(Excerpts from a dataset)

Issue #12764, opened 2022-05-19
[Netatmo] Problem during update of 'room' thing


RickyTR:
## Current Behavior
At every refresh the room thing goes offline and then online again. Channels are updated correctly.

`2022-05-19 10:27:58.038 [hingStatusInfoChangedEvent] - Thing 'netatmo:room:xxxxxx:xxxxxx:xxxxxx' changed from ONLINE to OFFLINE: Thing is not reachable

2022-05-19 10:27:58.269 [hingStatusInfoChangedEvent] - Thing 'netatmo:room:xxxxxx:xxxxxx:xxxxxx' changed from OFFLINE: Thing is not reachable to ONLINE`

Every other thing of the binding updates correctly without problems

## Your Environment
Version used: Openhab 3.3 M5
Default Netatmo binding for 3.3 M5 distribuition (3.3.0.M5)

jlaur:
@clinique, @lolodomo - FYI.

lolodomo:
I believe TRACE logs around the moment when the two events are produced could help to understand what is happening. It will show the different requests and what is returned by Netatmo.
So please enable temporarily the TRACE logs and just wait for the next poll: log:set TRACE org.openhab.binding.netatmo
PS: Before publishing these logs here, replace the few ids identifying your products with "xxx".

RickyTR:
I enabled TRACE logs and I can see a lot of calls from the ApiBridgeHandler but it seems that every call is correctly completed:

executeUri returned : code [200 OK]

I cannot see any error before the switch OFFLINE/ONLINE of the room thing...

lolodomo:
This is not a surprise that requests are succeeding. 
The question is more what data they return and in particular the reachable field.

RickyTR:
Is there something in particular to look for?

clinique:
@RickyTR : don't bother, I'll have a look at it soon. As @lolodomo said, we've got a good idea at what to look for.

clinique:
Well, the weird thing is that I do not reproduce at all. My rooms are remarquably stuck ONLINE without flapping :-/

RickyTR:
May be the problem is related to channels? I use Indoor temp, Setpoint and Thermostat mode…

clinique:
Non, the status is disconnected from channels.

robnielsen:
>Non, the status is disconnected from channels. Maybe we can ask @robnielsen if he observes this also ? He uses the energy side of Netatmo devices.

[...]

PR #14595, opened 2023-03-13
[Netatmo] Add the capability to have a single home

clinique:
This enhancement let the user configure a single home instead of two (security, energy).

While doing it, I think I solved issue #12764 - and understood the origin of this uncommon bug.

Backward compatibility is preserved.

### DIFF
--- a/bundles/org.openhab.binding.netatmo/src/main/java/org/openhab/binding/netatmo/internal/config/HomeConfiguration.java
+++ b/bundles/org.openhab.binding.netatmo/src/main/java/org/openhab/binding/netatmo/internal/config/HomeConfiguration.java
@@ -28,10 +28,10 @@ public class HomeConfiguration extends NAThingConfiguration {
 
     @Override
     public String getId() {
-        return getId(energyId.isBlank() ? FeatureArea.SECURITY : FeatureArea.ENERGY);
+        return getIdForArea(energyId.isBlank() ? FeatureArea.SECURITY : FeatureArea.ENERGY);
     }
 
-    public String getId(FeatureArea feature) {
+    public String getIdForArea(FeatureArea feature) {
         return FeatureArea.ENERGY.equals(feature) ? energyId.isBlank() ? id : energyId
                 : FeatureArea.SECURITY.equals(feature) ? securityId.isBlank() ? id : securityId : id;
     }
--- a/bundles/org.openhab.binding.netatmo/src/main/java/org/openhab/binding/netatmo/internal/config/HomeConfiguration.java
+++ b/bundles/org.openhab.binding.netatmo/src/main/java/org/openhab/binding/netatmo/internal/config/HomeConfiguration.java
@@ -28,7 +28,7 @@ public class HomeConfiguration extends NAThingConfiguration {
 
     @Override
     public String getId() {
-        return energyId.isBlank() ? securityId : energyId;
+        return getId(energyId.isBlank() ? FeatureArea.SECURITY : FeatureArea.ENERGY);
     }
 
     public String getId(FeatureArea feature) {
--- a/bundles/org.openhab.binding.netatmo/src/main/java/org/openhab/binding/netatmo/internal/config/HomeConfiguration.java
+++ b/bundles/org.openhab.binding.netatmo/src/main/java/org/openhab/binding/netatmo/internal/config/HomeConfiguration.java
@@ -1,0 +1,38 @@
+/**
+ * Copyright (c) 2010-2023 Contributors to the openHAB project
+ *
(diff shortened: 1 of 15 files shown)


bundles/org.openhab.binding.netatmo/src/main/java/org/openhab/binding/netatmo/internal/handler/capability/HomeCapability.java
```diff
@@ -44,77 +42,67 @@
...
-            }
-            HomeStatus homeStatus = api.getHomeStatus(handler.getId());
-            if (homeStatus != null) {
-                result.add(homeStatus);
-            }
-        } catch (NetatmoException e) {
-            logger.warn("Error getting Home informations : {}", e.getMessage());
-        }
+        handler.getConfiguration().values().stream().filter(String.class::isInstance) //
+                .map(String.class::cast).collect(Collectors.toSet()).forEach(id -> {
```
lolodomo, line 91: Isn't it a little dangerous and a source of error in the future ? The day we add a new String member to the configuration class, it will be handled as an "id".
I would prefer a loop on securityId, energyId (and id ?)

bundles/org.openhab.binding.netatmo/src/main/java/org/openhab/binding/netatmo/internal/handler/capability/SecurityCapability.java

AIM OF THE EXERCISE: Tell how many lines of the data above hold the string "isBlank". Give only the number.

SOLUTION BELOW: 6